The goal of this work is to devise a self-sufficient framework for Continuous Sign Language Recognition (CSLR) that addresses the issues of sign language recognition, including (1) the demand for complex features such as hands, face, and mouth for understanding and (2) the absence of frame level annotations.
To this end, we propose (1) Divide and Focus Convolution (DFConv) which extracts both manual and non-manual features without additional networks or annotations and (2) Dense Pseudo-Label Refinement (DPLR) which propagates non-spiky frame-level pseudo-labels by combining the ground truth gloss sequence label with the predicted sequence.

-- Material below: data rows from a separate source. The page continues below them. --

Issue #374, opened 2024-08-19
Set up geographic harmonization for next update


awunderground:
We need to deal with at least two types of geographic harmonization:
1. How geographies relate from year-to-year. For example, the Census Bureau [switched](https://www.ctdata.org/blog/geographic-resources-for-connecticuts-new-county-equivalent-geography) from reporting data for eight counties in Connecticut to nine planning regions in Connecticut for 2022 data.
2. How geographies where data are reported (e.g. PUMAs and ZCTAs) relate to to our target geographies (counties and populous census places).

We need to develop a comprehensive plan for addressing both of these questions and create “target” files and crosswalk files that all developers will use to consistently create metrics over times.

**First**, we hope to create a Quarto document that articulates a plan to answer big questions:

- What are all of the geographic crosswalks we need?
- What time perspective should we use? For example, should we report Connecticut data for the nine planning regions before 2022 or use the eight counties?
- We use a population threshold to identify large cities. Should this change over time as cities grow and shrink?

This document should include the number of geographies in each year, justifications for decisions, and documentations of important changes to geographies.

**Second**, we need to update the repo to contain standardized target files and crosswalks that are described in the step 1.

malcalakovalski:
I noticed a couple of files in the `geographic-crosswalks/data` folder are unused. For example, none of the files starting with `long-xwalk` are used by any script. It looks like these were [added](https://github.com/UI-Research/mobility-from-poverty/commit/e9e4ed459bb0eaac2cc0be6654c6d0df6ba3bc92) in April 2023 but with no accompanying script. Likewise, the `names-to-fips` files aren't called in any scripts.

Should these be deleted from the repo to avoid confusion?

malcalakovalski:
I wonder if it would be beneficial to standardize the name of the crosswalk files to be something like `{source-geography}-{target-geography}-crosswalk_{year}`.

To prevent breaking existing code that relies on crosswalks with old file names, we could simply start by encouraging adopting the new file name convention in the documentation for now and edit the scripts at a later date (maybe next year after the metrics are updated?)

malcalakovalski:
@awunderground I also noticed that the process of downloading the tract to place 2020 crosswalk from geocorr is documented in `poverty-exposure-2021.qmd` and in `race-ethnicity-exposure-city-2021.qmd`. This strikes me as duplicative and hard to find!

[...]

PR #384, opened 2024-09-16
Set up geographic harmonization for next update

malcalakovalski:
This PR is a work in progress but currently includes: 

- A quarto document with a draft explaining year-to-year changes in the number of counties and places
- An update to `create-place-populations.qmd` so that it pulls now available 2023 population data instead of using 2022 data for 2023. I did this while investigating the population thresholds for places, but let me know if this belongs in a different PR. **Note:** There are some linting differences in this commit which can be disregarded.

It's currently missing a description of all the geographic crosswalks we need, which I will tackle this week!


malcalakovalski:
I also have thought and read more on the questions listed in #374. In particular:

-   **What time perspective should we use?** I believe we should report Connecticut data for the nine planning regions before 2022 to be compatible with future census data releases. Is there any concern with this approach?
-   **We use a population threshold to identify large cities. Should this change over time as cities grow and shrink?** While I'm inclined to say yes, I'm unsure of how to operationalize this in a reasonable way. The only relevant guidance I found from the Census is in their [Urban Area classification criteria](https://www2.census.gov/geo/pdfs/reference/ua/Census_UA_CritDiff_2010_2020.pdf) which says that the 2010 Census used a 50,000 threshold for Urban Areas while the distinction between Urban Areas and Urban Clusters was removed in the 2020 Census. Therefore, I believe we should keep the current threshold for now unless we find a sensible way of varying it year-to-year.

malcalakovalski:
I noticed a couple of files in the geographic-crosswalks/data folder are unused. For example, none of the files starting with `long-xwalk` are used by any script. It looks like these were [added](https://github.com/UI-Research/mobility-from-poverty/commit/e9e4ed459bb0eaac2cc0be6654c6d0df6ba3bc92) in April 2023 but with no accompanying script. Likewise, the `names-to-fips` files aren't called in any scripts.

Should these be deleted from the repo to avoid confusion?

malcalakovalski:
I wonder if it would be beneficial to standardize the name of the crosswalk files to be something like `{source-geography}-{target-geography}-crosswalk_{year}`. 
 
To prevent breaking existing code that relies on crosswalks with old file names, we could simply start by encouraging adopting the new file name convention in the documentation for now and edit the scripts at a later date (maybe next year after the metrics are updated?)

geographic-crosswalks/geographic-harmonization-guide.qmd
```diff
@@ -0,0 +1,90 @@
...
+### How many places are in our data?
+
+Our final data contains incorporated places with populations greater than 75,000. The number of places in our data is 485 for 2015-2017 and 486 from 2018-2022. This is because the Census Bureau [added South Fulton City, GA in 2017](https://www.census.gov/programs-surveys/acs/technical-documentation/table-and-geography-changes/2018/geography-changes.html).
+
+```{r}
+places_data <- read_csv(here::here("data/61_mobility-metrics_place_longitudinal.csv"))
+
+places_data |>
+  count(year)
+```
```
jwalsh28, line 83: Do we have the same 485/486 places each year? Are any dropping out and in?

geographic-crosswalks/geographic-harmonization-guide.qmd
```diff
@@ -0,0 +1,90 @@
...
+
+Connecticut’s historical eight counties stopped serving as functioning governmental or administrative units in 1960. Currently, Connecticut has nine [Regional Councils of Government](https://portal.ct.gov/OPM/IGPP/ORG/Planning-Regions/Planning-Regions---Overview) (COG) that carry out regional planning and service delivery activities similar to those performed by county-level governments in other states.Planning regions are administrative entities that have have the same boundaries as the state’s COGs.
+
+The Census Bureau used to release data based on Connecticut’s eight counties, but starting in 2023, it switched to reporting data for the nine planning regions, following a 2019 request from the state’s Office of Planning and Management. Since new data products will include planning regions, *we should make sure to use them instead of the historical counties moving forward*. 
+
+See the map below for the planning region boundaries, the towns within each planning region, and historical county boundaries (delineated by thick white borders)
+
```
jwalsh28, line 66: Based on the comparison between prior counties and these planning regions, do you suggest we make a clean break and start just showing the planning regions OR should we try to crosswalk backwards to the counties so we can have a coherent time series for these?

jwalsh28 (changes requested):
Hey Manu, left a few thoughts - I think this is a good start. Can you render the QMD document so it can be viewed as an HTML document?

Also, can you include some analysis of our current crosswalk file? I would be interested if it aligns with the geographies in the final combined data sets - I think some metrics used their own crosswalks so there may be some disconnect.

geographic-crosswalks/geographic-harmonization-guide.qmd
malcalakovalski: I'm going back and forth a bit on whether it would be best to crosswalk past years of data into planning regions, or make a clean break. I'm slightly leaning towards the first option since counties haven't been functional governmental units in CT since 1960. Do you know if there are any data quality concerns related to revising past data to make a consistent time-series? Would this cause problems for users of our data who want to merge it with their own data, or do you think adding an explanation about this change for users would suffice?

jwalsh28 (approved):
Looks great Manu!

We demonstrate that our model achieves state-of-the-art performance among RGB-based methods experimentally on large-scale CSLR benchmarks, PHOENIX-2014 and PHOENIX-2014-T, while showing comparable results with better efficiency compared to the other approaches that use multi-modality or extra annotations.

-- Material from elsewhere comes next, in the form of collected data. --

PR #385, opened 2024-09-17
First stab at the final data evaluation function. This includes a tem…

jwalsh28:
…plate for the final data expectations form which is used in the test function. It also includes an example in QMD format based on the housing affordability final data.

Note that there is also a page in the Wiki now describing this function and how to apply it. Some outstanding questions below:

For final data expectations - do we have them read in the form at top of each metric program or is it fine as an argument in the function?
Where should the final data expectations forms live? Right now I'm encouraging the final data folder for the relevant metric.
And where should the final data expectations template live? I have it in the functions/testing folder as of now.
Where should the test function example live? I have it in the functions/testing folder right now.


wcurrangroome (changes requested):
See overarching feedback in a comment on the `.qmd`. Looks good, JP!

wcurrangroome (approved):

We show more experimental results to support our framework's novelty.
We show our framework's the robustness in a real world scenario by chainging scale and translation during the inference time. Futhermore, we show the failure cases of pose-detector in STMC [1], where the transformation (scale, translation) are adapted. Note that our framework requires only RGB modality.
We compare the computational complexity with the most recent multi-cue based method, STMC. Even though the pose detector of STMC is light-weight, it still induces the bottleneck in the inference time. We highlight that DFConv significantly reduces both FLOPs and inference time by pulling out the pose estimator. For reference, in out environment, extracting human keypoints with HRNet [2] from PHOENIX-2014 dataset [3] takes 2-3 GPU days. Note that we implement STMC due to the absence of the code.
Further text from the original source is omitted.